Although the embodiments of the present invention have been described above, the present invention is, of course, not limited thereto, and various modifications can be made based on the technical concept of the present invention.

For example, in the above embodiment, the natural frequency of the quartz oscillator 3 is set to 3.25 MHz. However, the present invention is not limited to this, and the present invention is applicable to a piezoelectric crystal of 3 MHz, 2 MHz, and 1 MHz or less. It is. That is, the lower the natural frequency, the longer the life of the crystal. In addition, although quartz is used as the piezoelectric crystal, the present invention is not limited to this, and a Rochelle salt or a piezoelectric ceramic such as barium titanate or lead zirconate can be used. In addition, although MgO was used as a film forming material, of course, it is not limited to this.

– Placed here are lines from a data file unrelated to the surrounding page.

PR #702, opened 2019-12-20
SPEC-1525 Fix SDAM spec's description of opTime

patrickfreed:
[SPEC-1525](https://jira.mongodb.org/browse/SPEC-1525).

This PR fixes the description of opTime in the SDAM spec, and it also updates the section to clarify why only mongos records the value.

### DIFF
--- a/source/server-discovery-and-monitoring/server-discovery-and-monitoring.rst
+++ b/source/server-discovery-and-monitoring/server-discovery-and-monitoring.rst
@@ -305,7 +305,7 @@ Fields:
 * opTime: an opTime or null.
   An opaque value representing the position in the oplog of the most recent write. Default null.
   (Only mongos and shard servers record this field when monitoring
-  config servers as replica sets, at least until `drivers allow applications to use readConcern "afterOptime".<https://github.com/mongodb/specifications/blob/master/source/max-staleness/max-staleness.rst#future-feature-to-support-readconcern-afteroptime>`_)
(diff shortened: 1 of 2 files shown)


source/server-discovery-and-monitoring/server-discovery-and-monitoring.rst
```diff
@@ -302,10 +302,10 @@ Fields:
 * roundTripTime: the duration of the ismaster call. Default null.
 * lastWriteDate: a 64-bit BSON datetime or null.
   The "lastWriteDate" from the server's most recent ismaster response.
-* opTime: an ObjectId or null.
-  The last opTime reported by the server; an ObjectId or null.
+* opTime: an opTime or null.
+  An opaque value representing the position in the oplog of the most recent write. Default null.
```
ShaneHarvey: Can we use the same phrasing as [the max-staleness spec](https://github.com/mongodb/specifications/blob/master/source/max-staleness/max-staleness.rst#lastwrite) to keep the definitions in sync?

> opTime: an opaque value representing the most recent replicated write. ...

patrickfreed: Yeah, it would be best to keep them in line with each other. It looks like that one might need to be updated too, though, since I don't think `opTime` gives any guarantees on whether the write was replicated or not. For that, you'd need [`majorityOpTime`](https://docs.mongodb.com/manual/reference/command/isMaster/#isMaster.lastWrite.majorityOpTime) (I think).

patrickfreed: I've updated them both to a common definition, let me know if it seems accurate.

In the above embodiment, the electrode films 10a and 10b are formed so that the formation regions of the electrode films 10a and 10b do not overlap between the front surface 3a and the back surface 3b in the peripheral portion of the crystal resonator 3. Needless to say, the formation patterns of the electrode films 10a and 10b can be appropriately changed.
Even when the overlap of b is small, the same effect as in the above embodiment can be obtained.

[0020]

As described above, according to the piezoelectric crystal oscillation type film thickness meter of the present invention, the fundamental vibration of the piezoelectric crystal is maintained by lowering the fundamental vibration of the piezoelectric crystal as compared with the prior art. Therefore, the life of the piezoelectric crystal can be improved, and the frequency of replacement can be reduced.

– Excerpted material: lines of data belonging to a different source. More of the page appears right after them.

PR #703, opened 2020-01-07
SPEC-1533 primary mismatched me is not removed from server set

mbroadst:
This test validates the pseudocode provided in the SDAM specification, ensuring that a primary is always added to the working server set even if it has a `me` mismatch.

### DIFF
--- a/source/server-discovery-and-monitoring/tests/rs/primary_mismatched_me_not_removed.yml
+++ b/source/server-discovery-and-monitoring/tests/rs/primary_mismatched_me_not_removed.yml
@@ -1,0 +1,73 @@
+description: Primary mismatched me is not removed
+uri: mongodb://localhost:27017,localhost:27018/?replicaSet=rs
+
+phases: [
+  {
+    responses: [
+      ["localhost:27017", {
+        ok: 1,
+        hosts: [
+          "localhost:27017",
+          "localhost:27018"
+        ],
+        ismaster: true,
+        setName: "rs",
+        primary: "localhost:27017",
+        # me does not match the primary responder's address, but the server
+        # is still added because we don't me mismatch check the primary and all
+        # servers from a primary ismaster are added to the working server set
+        me: "a:27017",
+        minWireVersion: 0,
+        maxWireVersion: 7
+      }]
+    ],
+    outcome: {
+      servers: {
+        "localhost:27017": {
+          type: "RSPrimary",
+          setName: "rs"
+        },
+        "localhost:27018": {
+          type: "Unknown",
+          setName: null
+        }
+      },
+      topologyType: "ReplicaSetWithPrimary",
+      logicalSessionTimeoutMinutes: null,
+      setName: "rs"
+    }
+  },
+  {
+    responses: [
+      ["localhost:27018", {
+        ok: 1,
+        hosts: [
+          "localhost:27017",
+          "localhost:27018"
+        ],
+        ismaster: false,
+        secondary: true,
+        setName: "rs",
+        primary: "localhost:27017",
+        me: "localhost:27018",
+        minWireVersion: 0,
+        maxWireVersion: 7
+      }]
+    ],
+    outcome: {
+      servers: {
+        "localhost:27017": {
+          type: "RSPrimary",
+          setName: "rs"
+        },
+        "localhost:27018": {
+          type: "RSSecondary",
+          setName: "rs"
+        }
+      },
+      topologyType: "ReplicaSetWithPrimary",
+      logicalSessionTimeoutMinutes: null,
+      setName: "rs"
+    }
+  }
+]
--- a/source/server-discovery-and-monitoring/tests/rs/primary_mismatched_me_not_removed.json
+++ b/source/server-discovery-and-monitoring/tests/rs/primary_mismatched_me_not_removed.json
@@ -1,0 +1,77 @@
+{
+  "description": "Primary mismatched me is not removed",
+  "uri": "mongodb://localhost:27017,localhost:27018/?replicaSet=rs",
+  "phases": [
+    {
+      "responses": [
+        [
+          "localhost:27017",
+          {
+            "ok": 1,
+            "hosts": [
+              "localhost:27017",
+              "localhost:27018"
+            ],
+            "ismaster": true,
+            "setName": "rs",
+            "primary": "localhost:27017",
+            "me": "a:27017",
+            "minWireVersion": 0,
+            "maxWireVersion": 7
+          }
+        ]
+      ],
+      "outcome": {
+        "servers": {
+          "localhost:27017": {
+            "type": "RSPrimary",
+            "setName": "rs"
+          },
+          "localhost:27018": {
+            "type": "Unknown",
+            "setName": null
+          }
+        },
+        "topologyType": "ReplicaSetWithPrimary",
+        "logicalSessionTimeoutMinutes": null,
+        "setName": "rs"
+      }
+    },
+    {
+      "responses": [
+        [
+          "localhost:27018",
+          {
+            "ok": 1,
+            "hosts": [
+              "localhost:27017",
+              "localhost:27018"
+            ],
+            "ismaster": false,
+            "secondary": true,
+            "setName": "rs",
+            "primary": "localhost:27017",
+            "me": "localhost:27018",
+            "minWireVersion": 0,
+            "maxWireVersion": 7
+          }
+        ]
+      ],
+      "outcome": {
+        "servers": {
+          "localhost:27017": {
+            "type": "RSPrimary",
+            "setName": "rs"
+          },
+          "localhost:27018": {
+            "type": "RSSecondary",
+            "setName": "rs"
+          }
+        },
+        "topologyType": "ReplicaSetWithPrimary",
+        "logicalSessionTimeoutMinutes": null,
+        "setName": "rs"
+      }
+    }
+  ]
+}


source/server-discovery-and-monitoring/server-discovery-and-monitoring.rst
```diff
@@ -1177,13 +1177,18 @@ updateRSFromPrimary
     if topologyDescription.setName is null:
         topologyDescription.setName = description.setName
 
-    else if topologyDescription.setName != description.setName:
+    if topologyDescription.setName != description.setName:
```
jyemin: Ah, good catch, though orthogonal to the rest of the PR.  Is it true that the spec tests already assume that there is no "else" here?

source/server-discovery-and-monitoring/tests/rs/split_horizon_me_mismatch.yml
```diff
@@ -0,0 +1,60 @@
+description: Split horizon me mismatch
```
jyemin: Since it's a bug that split horizons works this way, I think we should leave split horizons out of the description/file name

There are currently three test files about mismatched me:

* primary_mismatched_me.yml
* secondary_mismatched_me.yml
* primary_to_no_primary_mismatched_me.yml

All of them have a mismatch between the host name in the seed list and in the "me" field, but no mismatch between the "me" field and the "hosts" field.  So how about we add three new test files that are just like those, except with a mismatch between "me" and "hosts" (but a match between the seed list and "hosts")

For clarity, we could rename the existing three files/descriptions to indicate what mismatch we're talking about.

source/server-discovery-and-monitoring/server-discovery-and-monitoring.rst
p-mongo: As far as I can tell omitting "else" does not change the behavior in any way and just makes the case where topologydescription.setname was null less efficient.

p-mongo:
The added test passes on the Ruby driver.

source/server-discovery-and-monitoring/tests/rs/split_horizon_me_mismatch.yml
mbroadst: I'm not sure why we need three new test files, what does that cover that's not covered by this single one?

jyemin: For the same reason we have three test files for me mismatched with the seed list server name?  Are you implying that having three files for that is also unnecessary?  I'm just trying to keep things consistent.

mbroadst: I'm just saying I don't think we gain meaningful coverage by adding those three new tests, not that the existing test files aren't valuable. My question is: do you see an active path here where we are likely to have additional bugs, or are you suggesting we triplicate just for consistency?

jyemin: I may be thinking about this wrong, so let's start over.

Since the server team agrees that the "me" field value should always match one of values in the hosts/passives/arbiters arrays, let's assume the server will have its own tests that assert that.  In that case, I don't think we need to add a new test case where that invariant is broken.

If we can agree on that (and I can see that we might not), is there a simpler test that keeps that invariant (and therefore is more similar to the existing three tests for mismatched me)  but still catches the current difference in behavior between Java/.NET and PyMongo/Node?

mbroadst: Thanks. It turns out the position of the check in the pseudo code is wrong, and breaks the other me mismatch tests. I’ll fix that when I get in at noon. 

In the meantime, maybe I’m misunderstanding your initial ask. Would you be willing to provide an example test here? It would be interesting to see if it indeed expresses untested code paths for the SDAM update machinery

ShaneHarvey: > If we can agree on that (and I can see that we might not), is there a simpler test that keeps that invariant (and therefore is more similar to the existing three tests for mismatched me) but still catches the current difference in behavior between Java/.NET and PyMongo/Node?

Such a test (where the primary reports a "me" mismatch and the "me" is in the "hosts" field) already does exist. Actually two of them:

1. [primary_to_no_primary_mismatched_me.yml](https://github.com/mongodb/specifications/blob/0d7641c5560b11f195c0646d602d8c9e1f89f288/source/server-discovery-and-monitoring/tests/rs/primary_to_no_primary_mismatched_me.yml#L51)
2. [primary_mismatched_me.yml](https://github.com/mongodb/specifications/blob/0d7641c/source/server-discovery-and-monitoring/tests/rs/primary_mismatched_me.yml#L16)

Python actually does pass these tests even though we don't use the "me" mismatch rule on the primary's isMaster responses. We remove the primary because of another SDAM rule in [`updateRSFromPrimary`](https://github.com/mongodb/specifications/blob/0d7641c/source/server-discovery-and-monitoring/server-discovery-and-monitoring.rst#updatersfromprimary):
```
for each server in topologyDescription.servers:
    if server.address not in description's "hosts", "passives", or "arbiters":
        remove the server and stop monitoring it
```

So there are two conclusions we can make:
- It's worthwhile to test the case where the hosts/me invariant is broken.
- Or the current test coverage is sufficient.

mbroadst: Jeff and I talked this through today, and we think the behavior of the Node and Python driver is actually correct. I've replaced the test here with one validating the pseudocode provided in the SDAM specification.

mbroadst:
@p-mongo you may wish to re-check that the Ruby driver passes the newly updated test.

source/server-discovery-and-monitoring/tests/rs/primary_mismatched_me_not_removed.yml
```diff
@@ -0,0 +1,69 @@
...
+          setName: null
+        }
+      },
+      topologyType: "ReplicaSetWithPrimary",
+      logicalSessionTimeoutMinutes: null,
+      setName: "rs"
+    }
+  },
+  {
+    responses: [
```
jyemin: Nit: this is proving that secondary mismatched me is removed, which is not what the description of the test says.  Don't we already test this somewhere else?

ShaneHarvey:
> Jeff and I talked this through today, and we think the behavior of the Node and Python driver is actually correct.

Ah I see. The existing [updateRSFromPrimary](https://github.com/mongodb/specifications/blob/37d0df8/source/server-discovery-and-monitoring/server-discovery-and-monitoring.rst#updatersfromprimary) routine has this note:
> A note on checking "me": Unlike updateRSWithPrimaryFromMember, there is no need to remove the server if the address is not equal to "me": since the server address will not be a member of either "hosts", "passives", or "arbiters", the server will already have been removed.

p-mongo:
This test fails in Ruby: https://gist.github.com/p-mongo/1cb93cfa6d2bcb81798c445483f659dd

Note that the paths in sdam spec which update RS topology from non-primary have me mismatch provisions; the path which updates RS topology from primary doesn't, but has the following note also quoted by @ShaneHarvey :

>   A note on checking "me": Unlike `updateRSWithPrimaryFromMember`, there is no need to remove the server if the address is not equal to
  "me": since the server address will not be a member of either "hosts", "passives", or "arbiters", the server will already have been
  removed.

This paragraph of the spec makes the assumption that a response from primary will always have the primary's `me` in its hosts/passives/arbiters. The test being added violates this assumption as far as I can tell. If the intent is to ignore me for primary responses, I would think that this requires a corresponding change in the language of the spec.

However it also seems to me that the spec generally expects `me` to be equal to the server's address (the one the client connected to). There is a FAQ item lower in the spec which reads as follows:

> Using me field to detect seed list members that do not match host names in the replica set configuration
>
> Removal from the topology of seed list members where the "me" property does not
match the address used to connect prevents clients from being able to select
a server, only to fail to re-select that server once the primary has responded.

Again the spec makes the assumption that the address in `me` is the true address of the server, and this address should be matching the one applications are connecting to.

So, if this test is added as currently proposed I think a revision of the spec language with respect to how drivers should be treating the `me` field is necessary.

jyemin:
@p-mongo I initially agreed with you that the test violates an assumption made in the spec.  And in fact we do generally expect the `me` field to be equal to one of the values in hosts/passives/arbiters (we don't necessarily expect it to be equal to one of the seed list values, as people often end up using non-canonical addresses in their seed list).  The fact that the `me` field violated that invariant is a server bug, and I don't think we need to test driver responses to all possible server bugs.

The reason I think this test is still valid is because it's the only way we could think of to prove that the state machine is written correctly in all drivers.  If we just test cases where the "me" field equals a value in hosts, then the removal of a server that doesn't match `me` is a no-op in the case of a primary.  That's why the existing tests didn't catch the behavioral difference between Java/.NET/Ruby and Node/Python.

p-mongo:
I attempted to alter the Ruby driver to get it to pass this test, but there seems to be another issue with the description not being recognized as a primary the cause of which is not immediately apparent to me.

It is my understanding that the reasoning behind this PR can be summarized as follows, correct me if I am wrong:

> `me` address should be included in hosts/passives/arbiters. If `me` is not included it is a server bug. The spec assumes `me` is included. However, if `me` is not included we want all drivers to behave identically.

I would argue that the last sentence above means that the spec should explicitly call out that `me` can in fact be not included in hosts/passives/arbiters, and what the drivers are required to do in such situations. By "call out" I mean this situation and the corresponding requirement should be described in words, such as in an FAQ section, rather than only existing in a test case. Requirements that exist only in test cases essentially force implementers to guess as to what the spec author(s) *intended* (since the intention is never explicitly stated) and as such can miss other related cases that happen to not be covered by tests. Providing an explicit explanation and requirement allows implementers to incorporate the requirements conceptually into the core of their implementation, ultimately producing a higher quality implementation.

mbroadst:
@p-mongo sounds like there is a bug in the Ruby SDAM implementation.

The intent of this PR is to validate the behavior in the pseudocode for [updateRsFromPrimary](https://github.com/mongodb/specifications/blob/master/source/server-discovery-and-monitoring/server-discovery-and-monitoring.rst#updatersfromprimary). Specifically, when a topology description is updated from a primary ismaster, and there is a primary `me` mismatch, the primary is **not** removed from the working set of servers. The reason there was discussion of `me` in hosts/passives/arbiters was because @ShaneHarvey expected that this behavior would have been covered by the [primary_mismatched_me](https://github.com/mongodb/specifications/blob/master/source/server-discovery-and-monitoring/tests/rs/primary_mismatched_me.yml) test. It was not because of separately specified pseudocode to remove unknown servers from the working set.

You might disagree with some (or all) of the decisions here, but this PR introduces a test that validates the language in the spec *as it is today*. I propose we merge this, and then create SPEC tickets to further discuss changes you would like to see made to SDAM.

p-mongo:
I would say the only disagreement I have is in treating a spec test as equivalent to prose in specification. I do not object to the test spec in this PR being added.

source/server-discovery-and-monitoring/tests/rs/primary_mismatched_me_not_removed.yml
mbroadst: It does prove that, but I don't think you can write this test without two nodes. Do you feel strongly about this?

jyemin: I'm not objecting to the test.  Just that it's included in a test with the description: `Primary mismatched me is not removed`.  I think it should be a separate test with the description: `Secondary mismatched me is removed`.

My separate question was whether there's already a test for this elsewhere.  Is this testing something different than the `Secondary mismatched me` test that we already have?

[Brief description of the drawings]

FIG. 1 is a plan view of a crystal resonator applied to a piezoelectric crystal oscillation type film thickness meter according to an embodiment of the present invention.

FIG. 2 is a side view of the same.

FIG. 3 is a back view of the same.

FIG. 4 is a schematic diagram showing a configuration example of a piezoelectric crystal oscillation type film thickness meter according to the present embodiment.

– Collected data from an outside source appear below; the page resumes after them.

PR #704, opened 2020-01-09
SPEC-1537 reduce precision required of extended bson implementations


p-mongo:
https://jira.mongodb.com/browse/SPEC-1537

### DIFF
--- a/source/bson-corpus/tests/double.json
+++ b/source/bson-corpus/tests/double.json
@@ -28,16 +28,16 @@
             "relaxed_extjson": "{\"d\" : -1.0001220703125}"
         },
         {
-            "description": "1.23456789012345677E+18",
+            "description": "1.2345678901234568e+18 - precision adjusted for Ruby",
             "canonical_bson": "1000000001640081E97DF41022B14300",
-            "canonical_extjson": "{\"d\" : {\"$numberDouble\": \"1.23456789012345677E+18\"}}",
-            "relaxed_extjson": "{\"d\" : 1.23456789012345677E+18}"
+            "canonical_extjson": "{\"d\" : {\"$numberDouble\": \"1.2345678901234568e+18\"}}",
+            "relaxed_extjson": "{\"d\" : 1.23456789012345678e+18}"
         },
         {
-            "description": "-1.23456789012345677E+18",
+            "description": "-1.2345678901234568e+18 - precision adjusted for Ruby",
             "canonical_bson": "1000000001640081E97DF41022B1C300",
-            "canonical_extjson": "{\"d\" : {\"$numberDouble\": \"-1.23456789012345677E+18\"}}",
-            "relaxed_extjson": "{\"d\" : -1.23456789012345677E+18}"
+            "canonical_extjson": "{\"d\" : {\"$numberDouble\": \"-1.2345678901234568e+18\"}}",
+            "relaxed_extjson": "{\"d\" : -1.2345678901234568e+18}"
         },
         {
             "description": "0.0",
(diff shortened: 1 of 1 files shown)


source/bson-corpus/tests/double.json
```diff
@@ -28,16 +28,16 @@
             "relaxed_extjson": "{\"d\" : -1.0001220703125}"
         },
         {
-            "description": "1.23456789012345677E+18",
+            "description": "1.2345678901234568e+18 - precision adjusted for Ruby",
             "canonical_bson": "1000000001640081E97DF41022B14300",
-            "canonical_extjson": "{\"d\" : {\"$numberDouble\": \"1.23456789012345677E+18\"}}",
-            "relaxed_extjson": "{\"d\" : 1.23456789012345677E+18}"
+            "canonical_extjson": "{\"d\" : {\"$numberDouble\": \"1.2345678901234568e+18\"}}",
+            "relaxed_extjson": "{\"d\" : 1.23456789012345678e+18}"
```
ShaneHarvey: I suspect that this test will now fail in other languages besides Python/Ruby because some actually do output ` 1.23456789012345677E+18`. The best option might be to change `canonical_bson` to a large double that is serialized to JSON the same across all drivers. `1.0001220703125` seems to work the same in all drivers (no one has complained about those tests yet). How about we try `1.0001220703125E+18`?

```python
>>> 1.0001220703125E+18
1.0001220703125e+18
```

p-mongo: This value passes tests in Ruby, I updated the PR.

source/bson-corpus/tests/double.json
```diff
@@ -28,16 +28,16 @@
             "relaxed_extjson": "{\"d\" : -1.0001220703125}"
         },
         {
-            "description": "1.23456789012345677E+18",
-            "canonical_bson": "1000000001640081E97DF41022B14300",
-            "canonical_extjson": "{\"d\" : {\"$numberDouble\": \"1.23456789012345677E+18\"}}",
-            "relaxed_extjson": "{\"d\" : 1.23456789012345677E+18}"
+            "description": "1.0001220703125e+18",
```
ShaneHarvey: Can we use capital `E` for consistency with other tests?

jyemin:
It does fail in the Java driver, though I haven't looked into why.  Here's the failure for the positive number:

    Failed to create expected canonical JSON for document with description '1.0001220703125e+18' 
    Expected :{"d":{"$numberDouble":"1.0001220703125e+18"}}
    Actual   :{"d":{"$numberDouble":"1.00012207031249997E18"}}

p-mongo:
I reproduced the discrepancy using MRI & JRuby. How about `1.2345678921232E+18`:

MRI:

<pre>
irb(main):011:0> 1.0001220703125
=> 1.0001220703125
irb(main):012:0> 1.0001220703125e+18
=> 1.0001220703125e+18
irb(main):013:0> 1.2345678921232E+18
=> 1.2345678921232e+18
</pre>

JRuby:

<pre>

irb(main):015:0> 1.0001220703125
=> 1.0001220703125
irb(main):016:0> 1.0001220703125e+18
=> 1000122070312499970.0
irb(main):017:0> 1.2345678921232E+18
=> 1234567892123200000.0
</pre>

jyemin:
It's better, but unfortunately Java's Double#toString method doesn't add the superfluous but harmless `+` before the exponent:

Expected :{"d":{"$numberDouble":"1.2345678921232E+18"}}
Actual   :{"d":{"$numberDouble":"1.2345678921232E18"}}

Not sure what to do about that...

jyemin:
Looks like I had changed these tests just in the Java driver a long time ago to remove the `+`.  So feel  free to proceed as we can just do that again with the updated file.

p-mongo:
@jyemin  Do I have your approval for this PR?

FIG. 5 is an experimental result showing a change in a film forming rate and a lifetime.
A indicates a conventional 5 MHz piezoelectric crystal, and B indicates 3.25M.
3 shows a piezoelectric crystal at Hz.

[Explanation of symbols]

 DESCRIPTION OF SYMBOLS 1 Vacuum chamber 2 Evaporation source 3 Quartz crystal oscillator 3a Front surface 3b Back surface 4 Sensor 6 Heating power supply 7 Film thickness monitor 10a (front surface) electrode film 10b (back surface) electrode film

Continued on the front page (72) Inventor Toshiharu Kurauchi 5-9-7 Tokodai, Tsukuba City, Ibaraki Pref.

Claims (4)

[Claims] A film forming material is deposited on a piezoelectric crystal provided in a vacuum chamber, and is deposited on a substrate to be processed based on a change in a natural frequency of the piezoelectric crystal due to the deposition of the film forming material. In the piezoelectric crystal oscillation type film thickness meter configured to measure the film thickness of the film forming material, the fundamental frequency of the piezoelectric crystal during film formation is reduced by making the natural frequency of the piezoelectric crystal lower than 5 MHz. The piezoelectric crystal oscillation type film thickness meter characterized by maintaining. 2. An electrode film formed on the front surface and the back surface of the piezoelectric crystal is formed in an island shape, and the overlap of the electrode film formation region on the front surface and the back surface at the peripheral portion of the piezoelectric crystal is reduced. 2. The piezoelectric crystal oscillation type film thickness meter according to claim 1, wherein the thickness is eliminated. 3. The piezoelectric crystal oscillation type film thickness meter according to claim 1, wherein a film forming speed of the film forming material can be controlled based on a change in a natural frequency of the piezoelectric crystal. 4. The piezoelectric crystal oscillation type thickness meter according to claim 1, wherein the piezoelectric crystal is a quartz oscillator.